What you are asked to do
The lines needed are those below that contain the word "needs"; copy each one.

Dataset items
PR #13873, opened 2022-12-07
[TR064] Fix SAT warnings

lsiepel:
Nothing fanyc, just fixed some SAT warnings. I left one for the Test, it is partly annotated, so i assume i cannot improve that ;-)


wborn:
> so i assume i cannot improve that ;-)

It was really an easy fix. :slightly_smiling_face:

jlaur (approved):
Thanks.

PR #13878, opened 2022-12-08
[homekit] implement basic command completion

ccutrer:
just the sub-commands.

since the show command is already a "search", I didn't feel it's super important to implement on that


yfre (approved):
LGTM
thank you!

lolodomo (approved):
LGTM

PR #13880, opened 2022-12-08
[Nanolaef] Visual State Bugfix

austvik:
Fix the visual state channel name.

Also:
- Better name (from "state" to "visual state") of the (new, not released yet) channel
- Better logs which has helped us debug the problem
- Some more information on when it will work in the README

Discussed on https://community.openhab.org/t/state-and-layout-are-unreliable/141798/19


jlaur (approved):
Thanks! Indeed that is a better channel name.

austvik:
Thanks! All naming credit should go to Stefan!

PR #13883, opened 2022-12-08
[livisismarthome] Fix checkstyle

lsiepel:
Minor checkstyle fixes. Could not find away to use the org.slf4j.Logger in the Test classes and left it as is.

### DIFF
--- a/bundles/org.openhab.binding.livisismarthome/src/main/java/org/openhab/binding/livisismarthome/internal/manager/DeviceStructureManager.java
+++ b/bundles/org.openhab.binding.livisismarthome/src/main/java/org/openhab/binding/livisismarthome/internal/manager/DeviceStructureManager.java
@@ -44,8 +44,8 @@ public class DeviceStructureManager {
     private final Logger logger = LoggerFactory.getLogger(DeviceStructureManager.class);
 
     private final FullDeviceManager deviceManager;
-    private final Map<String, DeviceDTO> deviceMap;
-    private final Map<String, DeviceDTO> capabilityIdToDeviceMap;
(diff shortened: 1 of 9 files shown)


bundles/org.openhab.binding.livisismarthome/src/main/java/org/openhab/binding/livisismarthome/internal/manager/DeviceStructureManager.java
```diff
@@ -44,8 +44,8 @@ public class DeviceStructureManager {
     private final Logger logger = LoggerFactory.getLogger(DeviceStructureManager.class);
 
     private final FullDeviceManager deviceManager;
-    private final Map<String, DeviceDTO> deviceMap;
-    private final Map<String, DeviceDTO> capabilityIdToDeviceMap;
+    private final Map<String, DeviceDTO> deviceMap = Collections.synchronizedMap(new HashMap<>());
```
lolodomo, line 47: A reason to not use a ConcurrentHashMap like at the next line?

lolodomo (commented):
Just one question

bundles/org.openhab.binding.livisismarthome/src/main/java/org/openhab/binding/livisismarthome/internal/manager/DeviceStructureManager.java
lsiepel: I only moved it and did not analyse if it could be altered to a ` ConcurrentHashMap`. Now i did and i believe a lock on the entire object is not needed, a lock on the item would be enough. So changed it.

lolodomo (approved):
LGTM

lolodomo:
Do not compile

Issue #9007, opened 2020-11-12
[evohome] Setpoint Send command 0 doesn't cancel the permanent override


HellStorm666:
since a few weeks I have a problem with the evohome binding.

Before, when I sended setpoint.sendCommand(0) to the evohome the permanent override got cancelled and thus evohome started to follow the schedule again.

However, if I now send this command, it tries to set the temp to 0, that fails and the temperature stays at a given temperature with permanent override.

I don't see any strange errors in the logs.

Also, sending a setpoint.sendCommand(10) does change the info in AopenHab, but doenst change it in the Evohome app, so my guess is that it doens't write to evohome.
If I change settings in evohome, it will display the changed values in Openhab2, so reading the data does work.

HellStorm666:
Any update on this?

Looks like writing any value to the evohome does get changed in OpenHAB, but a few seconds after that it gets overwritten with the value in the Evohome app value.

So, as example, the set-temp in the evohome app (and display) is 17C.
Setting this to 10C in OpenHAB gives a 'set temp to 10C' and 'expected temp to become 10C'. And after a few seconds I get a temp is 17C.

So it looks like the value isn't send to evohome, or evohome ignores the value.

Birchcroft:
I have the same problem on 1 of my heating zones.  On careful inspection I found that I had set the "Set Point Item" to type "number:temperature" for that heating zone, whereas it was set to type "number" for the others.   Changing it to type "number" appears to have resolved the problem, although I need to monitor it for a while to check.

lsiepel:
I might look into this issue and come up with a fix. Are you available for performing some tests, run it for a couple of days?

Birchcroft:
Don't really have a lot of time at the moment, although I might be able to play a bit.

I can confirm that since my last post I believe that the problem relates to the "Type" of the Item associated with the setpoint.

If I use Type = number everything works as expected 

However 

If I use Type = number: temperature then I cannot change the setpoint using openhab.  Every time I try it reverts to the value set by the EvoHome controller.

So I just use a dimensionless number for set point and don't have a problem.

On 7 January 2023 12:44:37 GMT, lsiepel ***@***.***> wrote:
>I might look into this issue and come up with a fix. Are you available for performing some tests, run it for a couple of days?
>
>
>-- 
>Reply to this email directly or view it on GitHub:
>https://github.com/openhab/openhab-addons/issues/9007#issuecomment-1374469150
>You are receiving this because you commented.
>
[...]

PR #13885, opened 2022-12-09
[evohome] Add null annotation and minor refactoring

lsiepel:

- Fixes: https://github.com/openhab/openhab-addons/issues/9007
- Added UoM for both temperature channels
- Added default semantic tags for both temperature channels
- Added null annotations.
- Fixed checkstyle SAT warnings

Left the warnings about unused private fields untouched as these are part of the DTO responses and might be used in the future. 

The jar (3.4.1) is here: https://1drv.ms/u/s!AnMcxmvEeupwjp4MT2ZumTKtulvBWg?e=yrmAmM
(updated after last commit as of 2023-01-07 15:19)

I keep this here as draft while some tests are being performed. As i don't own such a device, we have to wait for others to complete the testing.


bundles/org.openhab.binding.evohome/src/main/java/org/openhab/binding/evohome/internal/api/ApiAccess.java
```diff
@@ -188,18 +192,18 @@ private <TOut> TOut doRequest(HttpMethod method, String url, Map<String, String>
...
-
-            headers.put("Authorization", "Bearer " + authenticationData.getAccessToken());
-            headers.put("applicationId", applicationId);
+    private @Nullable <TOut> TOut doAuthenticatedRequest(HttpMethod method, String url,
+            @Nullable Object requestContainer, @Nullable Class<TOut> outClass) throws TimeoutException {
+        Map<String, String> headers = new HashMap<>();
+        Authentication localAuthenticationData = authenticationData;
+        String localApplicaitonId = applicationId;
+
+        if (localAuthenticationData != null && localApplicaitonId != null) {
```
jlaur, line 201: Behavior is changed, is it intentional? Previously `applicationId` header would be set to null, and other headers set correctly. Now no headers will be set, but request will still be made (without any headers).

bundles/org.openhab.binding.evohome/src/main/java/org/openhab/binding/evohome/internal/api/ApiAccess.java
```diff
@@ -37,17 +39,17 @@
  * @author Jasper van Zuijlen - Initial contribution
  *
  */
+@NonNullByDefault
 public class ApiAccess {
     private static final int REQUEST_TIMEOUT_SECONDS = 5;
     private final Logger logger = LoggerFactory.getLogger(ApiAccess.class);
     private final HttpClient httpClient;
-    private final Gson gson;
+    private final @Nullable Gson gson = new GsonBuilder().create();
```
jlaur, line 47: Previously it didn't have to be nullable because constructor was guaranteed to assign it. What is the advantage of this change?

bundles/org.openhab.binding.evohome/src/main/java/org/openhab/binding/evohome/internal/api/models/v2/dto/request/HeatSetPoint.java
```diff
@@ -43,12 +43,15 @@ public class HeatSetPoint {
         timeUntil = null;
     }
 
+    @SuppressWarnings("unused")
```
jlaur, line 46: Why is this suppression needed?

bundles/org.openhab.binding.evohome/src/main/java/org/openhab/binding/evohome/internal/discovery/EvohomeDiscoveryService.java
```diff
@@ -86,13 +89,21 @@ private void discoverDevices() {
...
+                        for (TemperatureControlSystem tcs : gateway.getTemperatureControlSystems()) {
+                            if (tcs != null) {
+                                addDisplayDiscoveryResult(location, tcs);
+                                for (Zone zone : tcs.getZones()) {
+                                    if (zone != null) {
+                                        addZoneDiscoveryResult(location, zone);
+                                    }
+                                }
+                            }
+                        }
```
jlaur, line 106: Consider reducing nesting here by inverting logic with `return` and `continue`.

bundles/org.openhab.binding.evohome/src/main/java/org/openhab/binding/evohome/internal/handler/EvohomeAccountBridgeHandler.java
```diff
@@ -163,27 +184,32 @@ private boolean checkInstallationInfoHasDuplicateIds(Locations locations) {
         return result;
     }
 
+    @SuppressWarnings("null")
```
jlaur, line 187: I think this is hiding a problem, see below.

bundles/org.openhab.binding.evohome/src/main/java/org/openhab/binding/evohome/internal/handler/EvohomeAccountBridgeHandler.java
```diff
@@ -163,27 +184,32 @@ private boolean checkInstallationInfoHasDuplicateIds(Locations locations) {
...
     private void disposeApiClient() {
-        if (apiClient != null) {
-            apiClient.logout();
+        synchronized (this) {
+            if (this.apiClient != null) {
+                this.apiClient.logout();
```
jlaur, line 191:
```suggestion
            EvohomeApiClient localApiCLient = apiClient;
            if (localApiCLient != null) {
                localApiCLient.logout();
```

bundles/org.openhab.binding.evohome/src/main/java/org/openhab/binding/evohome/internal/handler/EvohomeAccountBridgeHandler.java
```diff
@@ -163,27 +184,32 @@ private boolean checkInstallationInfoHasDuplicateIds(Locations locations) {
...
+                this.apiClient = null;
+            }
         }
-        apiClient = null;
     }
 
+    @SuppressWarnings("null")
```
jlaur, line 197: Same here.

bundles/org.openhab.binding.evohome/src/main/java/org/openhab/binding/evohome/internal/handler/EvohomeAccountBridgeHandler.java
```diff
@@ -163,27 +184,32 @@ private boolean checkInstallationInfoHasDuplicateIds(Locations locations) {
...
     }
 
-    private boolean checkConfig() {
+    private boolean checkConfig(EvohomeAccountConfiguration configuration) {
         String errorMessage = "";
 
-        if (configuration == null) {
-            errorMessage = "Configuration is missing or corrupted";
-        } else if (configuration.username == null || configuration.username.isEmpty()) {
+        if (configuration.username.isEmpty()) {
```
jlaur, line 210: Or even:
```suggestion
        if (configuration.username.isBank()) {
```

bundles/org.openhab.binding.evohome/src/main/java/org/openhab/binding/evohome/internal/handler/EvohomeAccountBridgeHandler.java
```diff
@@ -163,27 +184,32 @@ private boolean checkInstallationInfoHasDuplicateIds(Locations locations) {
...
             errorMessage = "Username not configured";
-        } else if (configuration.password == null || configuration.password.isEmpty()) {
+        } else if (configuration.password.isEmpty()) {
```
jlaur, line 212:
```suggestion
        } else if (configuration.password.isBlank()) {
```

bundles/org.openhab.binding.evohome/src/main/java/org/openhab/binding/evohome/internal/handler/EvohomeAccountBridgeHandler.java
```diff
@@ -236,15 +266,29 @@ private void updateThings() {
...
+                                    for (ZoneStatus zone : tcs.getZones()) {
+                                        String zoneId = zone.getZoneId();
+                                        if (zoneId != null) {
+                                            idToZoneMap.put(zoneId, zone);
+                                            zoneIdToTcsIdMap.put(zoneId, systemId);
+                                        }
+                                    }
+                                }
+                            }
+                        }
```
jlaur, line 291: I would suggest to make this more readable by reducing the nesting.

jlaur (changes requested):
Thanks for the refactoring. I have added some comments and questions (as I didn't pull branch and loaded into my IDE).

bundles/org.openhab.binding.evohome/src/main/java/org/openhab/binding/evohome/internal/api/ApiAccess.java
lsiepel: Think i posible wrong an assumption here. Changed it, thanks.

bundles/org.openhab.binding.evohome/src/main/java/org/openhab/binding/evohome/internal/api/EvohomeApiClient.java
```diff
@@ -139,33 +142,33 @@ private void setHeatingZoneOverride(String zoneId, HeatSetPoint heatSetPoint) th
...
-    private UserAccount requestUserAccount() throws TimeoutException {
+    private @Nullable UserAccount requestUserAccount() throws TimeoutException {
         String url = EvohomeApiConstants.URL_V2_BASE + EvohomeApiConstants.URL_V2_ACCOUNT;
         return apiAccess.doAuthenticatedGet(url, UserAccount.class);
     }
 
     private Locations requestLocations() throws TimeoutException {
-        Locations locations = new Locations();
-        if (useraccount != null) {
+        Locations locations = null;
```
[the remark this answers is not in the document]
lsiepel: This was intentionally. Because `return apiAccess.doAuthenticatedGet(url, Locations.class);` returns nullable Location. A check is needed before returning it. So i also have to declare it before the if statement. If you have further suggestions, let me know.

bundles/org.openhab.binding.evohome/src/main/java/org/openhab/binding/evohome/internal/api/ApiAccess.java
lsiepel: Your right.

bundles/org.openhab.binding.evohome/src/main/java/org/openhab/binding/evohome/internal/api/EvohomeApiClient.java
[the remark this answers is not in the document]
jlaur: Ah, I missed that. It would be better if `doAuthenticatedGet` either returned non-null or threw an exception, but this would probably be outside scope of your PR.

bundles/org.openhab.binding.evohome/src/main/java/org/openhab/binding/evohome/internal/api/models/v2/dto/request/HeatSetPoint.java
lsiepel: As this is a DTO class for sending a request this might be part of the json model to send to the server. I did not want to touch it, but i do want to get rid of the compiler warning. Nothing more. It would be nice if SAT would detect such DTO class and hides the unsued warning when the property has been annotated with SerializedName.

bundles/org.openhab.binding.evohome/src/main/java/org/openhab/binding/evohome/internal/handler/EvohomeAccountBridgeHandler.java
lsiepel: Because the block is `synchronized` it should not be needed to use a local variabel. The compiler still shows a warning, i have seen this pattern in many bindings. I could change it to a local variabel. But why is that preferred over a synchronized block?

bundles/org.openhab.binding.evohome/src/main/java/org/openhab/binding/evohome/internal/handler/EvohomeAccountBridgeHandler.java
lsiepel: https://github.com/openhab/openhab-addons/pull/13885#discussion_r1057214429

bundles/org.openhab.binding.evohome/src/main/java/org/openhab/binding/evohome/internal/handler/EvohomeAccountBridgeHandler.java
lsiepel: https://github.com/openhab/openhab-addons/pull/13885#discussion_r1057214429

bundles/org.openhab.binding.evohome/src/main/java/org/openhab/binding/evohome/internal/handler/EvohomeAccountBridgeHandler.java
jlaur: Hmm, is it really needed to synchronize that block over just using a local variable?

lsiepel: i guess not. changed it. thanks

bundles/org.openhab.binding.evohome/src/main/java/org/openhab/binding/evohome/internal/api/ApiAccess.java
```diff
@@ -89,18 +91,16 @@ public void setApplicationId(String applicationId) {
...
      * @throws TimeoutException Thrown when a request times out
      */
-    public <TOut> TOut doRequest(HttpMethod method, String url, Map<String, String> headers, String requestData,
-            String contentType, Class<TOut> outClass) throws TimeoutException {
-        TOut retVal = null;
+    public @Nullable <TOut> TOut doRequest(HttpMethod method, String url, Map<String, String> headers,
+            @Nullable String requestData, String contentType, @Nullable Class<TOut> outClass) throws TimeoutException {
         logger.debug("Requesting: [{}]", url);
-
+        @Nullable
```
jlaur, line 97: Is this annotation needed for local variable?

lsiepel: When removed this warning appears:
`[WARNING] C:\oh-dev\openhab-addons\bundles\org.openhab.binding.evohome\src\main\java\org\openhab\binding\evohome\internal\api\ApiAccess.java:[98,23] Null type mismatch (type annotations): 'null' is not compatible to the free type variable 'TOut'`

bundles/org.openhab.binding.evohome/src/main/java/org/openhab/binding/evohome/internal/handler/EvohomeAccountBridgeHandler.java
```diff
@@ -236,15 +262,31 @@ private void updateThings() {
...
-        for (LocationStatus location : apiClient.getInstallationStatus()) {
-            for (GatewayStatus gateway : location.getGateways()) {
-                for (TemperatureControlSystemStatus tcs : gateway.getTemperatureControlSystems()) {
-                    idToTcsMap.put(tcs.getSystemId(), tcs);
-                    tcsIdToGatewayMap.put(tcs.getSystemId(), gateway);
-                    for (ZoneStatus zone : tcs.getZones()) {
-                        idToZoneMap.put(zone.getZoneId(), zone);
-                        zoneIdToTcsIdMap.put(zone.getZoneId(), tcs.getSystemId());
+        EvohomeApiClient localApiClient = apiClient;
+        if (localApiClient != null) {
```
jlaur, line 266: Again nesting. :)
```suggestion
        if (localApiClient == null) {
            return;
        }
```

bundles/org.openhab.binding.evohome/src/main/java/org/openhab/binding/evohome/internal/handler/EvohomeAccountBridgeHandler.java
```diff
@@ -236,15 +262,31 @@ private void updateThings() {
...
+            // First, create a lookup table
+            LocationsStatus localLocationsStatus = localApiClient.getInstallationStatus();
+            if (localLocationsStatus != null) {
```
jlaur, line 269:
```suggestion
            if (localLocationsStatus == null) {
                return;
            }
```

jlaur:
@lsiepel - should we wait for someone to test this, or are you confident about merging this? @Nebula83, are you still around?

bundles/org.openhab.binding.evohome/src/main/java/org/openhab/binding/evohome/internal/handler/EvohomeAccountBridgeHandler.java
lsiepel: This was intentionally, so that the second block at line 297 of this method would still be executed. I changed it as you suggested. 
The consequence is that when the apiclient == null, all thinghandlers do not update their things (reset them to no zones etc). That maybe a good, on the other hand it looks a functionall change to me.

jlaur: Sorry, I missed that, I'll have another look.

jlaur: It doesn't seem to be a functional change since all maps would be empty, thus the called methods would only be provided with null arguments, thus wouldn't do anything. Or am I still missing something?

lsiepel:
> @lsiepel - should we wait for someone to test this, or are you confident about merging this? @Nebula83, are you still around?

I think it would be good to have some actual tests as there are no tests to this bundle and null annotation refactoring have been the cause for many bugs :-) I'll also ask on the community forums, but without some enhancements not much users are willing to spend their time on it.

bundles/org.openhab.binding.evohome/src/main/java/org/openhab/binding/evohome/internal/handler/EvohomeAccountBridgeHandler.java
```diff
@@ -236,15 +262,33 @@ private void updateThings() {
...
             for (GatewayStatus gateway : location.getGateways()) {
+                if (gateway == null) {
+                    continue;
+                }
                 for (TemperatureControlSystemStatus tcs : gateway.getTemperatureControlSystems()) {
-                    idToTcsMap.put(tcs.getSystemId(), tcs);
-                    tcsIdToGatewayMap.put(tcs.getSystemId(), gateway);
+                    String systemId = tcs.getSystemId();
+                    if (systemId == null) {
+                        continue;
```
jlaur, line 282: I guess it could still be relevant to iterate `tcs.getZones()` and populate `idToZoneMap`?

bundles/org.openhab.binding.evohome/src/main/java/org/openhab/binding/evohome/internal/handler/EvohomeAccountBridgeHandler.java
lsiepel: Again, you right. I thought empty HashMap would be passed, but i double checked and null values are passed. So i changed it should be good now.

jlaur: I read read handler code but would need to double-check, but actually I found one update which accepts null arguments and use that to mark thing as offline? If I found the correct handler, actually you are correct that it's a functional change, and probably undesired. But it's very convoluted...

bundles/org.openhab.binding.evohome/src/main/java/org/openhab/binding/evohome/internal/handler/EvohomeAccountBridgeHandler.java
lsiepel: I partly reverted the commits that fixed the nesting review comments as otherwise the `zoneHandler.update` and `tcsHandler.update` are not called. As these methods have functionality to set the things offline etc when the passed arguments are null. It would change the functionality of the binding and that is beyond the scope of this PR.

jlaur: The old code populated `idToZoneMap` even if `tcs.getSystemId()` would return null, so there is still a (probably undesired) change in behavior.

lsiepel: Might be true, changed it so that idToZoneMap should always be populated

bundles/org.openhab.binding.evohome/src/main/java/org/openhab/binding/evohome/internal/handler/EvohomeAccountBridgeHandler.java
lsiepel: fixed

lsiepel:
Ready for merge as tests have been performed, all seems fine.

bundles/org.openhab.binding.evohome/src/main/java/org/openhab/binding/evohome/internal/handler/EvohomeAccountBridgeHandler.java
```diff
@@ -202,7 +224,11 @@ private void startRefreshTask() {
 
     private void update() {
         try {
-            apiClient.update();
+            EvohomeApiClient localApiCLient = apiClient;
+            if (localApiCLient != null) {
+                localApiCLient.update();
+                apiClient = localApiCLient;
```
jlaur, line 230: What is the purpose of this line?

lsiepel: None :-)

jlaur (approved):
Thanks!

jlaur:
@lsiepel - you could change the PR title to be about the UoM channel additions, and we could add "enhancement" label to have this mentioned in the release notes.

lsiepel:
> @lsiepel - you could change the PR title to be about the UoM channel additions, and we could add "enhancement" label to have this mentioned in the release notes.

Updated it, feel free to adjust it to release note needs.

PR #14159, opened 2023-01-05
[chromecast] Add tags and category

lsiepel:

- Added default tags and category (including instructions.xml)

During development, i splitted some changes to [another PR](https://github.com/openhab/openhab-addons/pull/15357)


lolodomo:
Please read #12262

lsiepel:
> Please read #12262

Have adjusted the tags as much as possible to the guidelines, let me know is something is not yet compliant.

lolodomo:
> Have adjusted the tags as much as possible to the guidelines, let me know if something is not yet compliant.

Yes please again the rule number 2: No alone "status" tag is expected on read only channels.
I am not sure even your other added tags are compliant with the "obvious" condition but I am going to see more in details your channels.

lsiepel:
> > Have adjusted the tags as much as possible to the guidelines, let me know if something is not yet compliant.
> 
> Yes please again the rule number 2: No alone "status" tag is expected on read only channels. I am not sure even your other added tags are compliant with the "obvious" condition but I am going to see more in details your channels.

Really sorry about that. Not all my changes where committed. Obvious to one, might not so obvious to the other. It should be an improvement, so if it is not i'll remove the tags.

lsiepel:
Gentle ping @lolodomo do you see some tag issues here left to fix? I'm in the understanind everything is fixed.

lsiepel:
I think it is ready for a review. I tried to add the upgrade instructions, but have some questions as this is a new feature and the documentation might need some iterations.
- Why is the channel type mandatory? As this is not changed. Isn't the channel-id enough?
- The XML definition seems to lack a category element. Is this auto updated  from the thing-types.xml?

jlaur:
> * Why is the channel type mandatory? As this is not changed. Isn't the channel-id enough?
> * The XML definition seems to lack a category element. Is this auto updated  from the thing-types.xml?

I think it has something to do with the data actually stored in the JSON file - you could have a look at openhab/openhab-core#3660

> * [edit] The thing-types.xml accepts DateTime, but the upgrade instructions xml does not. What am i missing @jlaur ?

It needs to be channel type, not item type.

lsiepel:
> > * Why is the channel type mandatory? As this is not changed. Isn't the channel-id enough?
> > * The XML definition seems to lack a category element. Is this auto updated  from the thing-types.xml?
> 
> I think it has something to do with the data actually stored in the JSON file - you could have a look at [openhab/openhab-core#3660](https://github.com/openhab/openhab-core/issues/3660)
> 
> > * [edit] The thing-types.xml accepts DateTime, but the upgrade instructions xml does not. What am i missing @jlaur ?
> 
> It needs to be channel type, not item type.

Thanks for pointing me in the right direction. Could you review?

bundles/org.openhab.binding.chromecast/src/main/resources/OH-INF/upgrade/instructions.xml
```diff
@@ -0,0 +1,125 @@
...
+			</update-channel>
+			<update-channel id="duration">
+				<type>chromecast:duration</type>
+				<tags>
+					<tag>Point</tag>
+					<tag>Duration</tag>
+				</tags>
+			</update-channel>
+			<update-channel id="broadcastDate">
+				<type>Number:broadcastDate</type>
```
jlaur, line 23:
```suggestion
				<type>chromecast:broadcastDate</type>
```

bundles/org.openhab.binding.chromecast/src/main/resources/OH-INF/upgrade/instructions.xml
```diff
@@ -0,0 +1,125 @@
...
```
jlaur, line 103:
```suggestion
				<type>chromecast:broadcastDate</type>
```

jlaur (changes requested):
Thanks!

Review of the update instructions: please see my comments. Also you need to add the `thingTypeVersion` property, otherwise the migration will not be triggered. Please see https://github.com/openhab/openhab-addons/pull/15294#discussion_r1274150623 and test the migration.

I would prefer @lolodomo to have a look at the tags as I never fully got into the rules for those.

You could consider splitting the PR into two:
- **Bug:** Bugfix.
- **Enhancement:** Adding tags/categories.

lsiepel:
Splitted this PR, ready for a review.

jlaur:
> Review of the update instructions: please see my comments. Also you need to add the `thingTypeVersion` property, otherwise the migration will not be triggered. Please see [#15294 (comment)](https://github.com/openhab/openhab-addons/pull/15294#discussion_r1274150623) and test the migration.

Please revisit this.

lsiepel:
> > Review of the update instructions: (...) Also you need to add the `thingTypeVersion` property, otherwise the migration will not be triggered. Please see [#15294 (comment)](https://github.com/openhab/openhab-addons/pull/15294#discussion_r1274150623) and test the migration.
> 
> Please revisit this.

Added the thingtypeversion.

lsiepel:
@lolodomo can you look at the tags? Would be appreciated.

Reply to the exercise
Updated it, feel free to adjust it to release note needs.
It needs to be channel type, not item type.
> It needs to be channel type, not item type.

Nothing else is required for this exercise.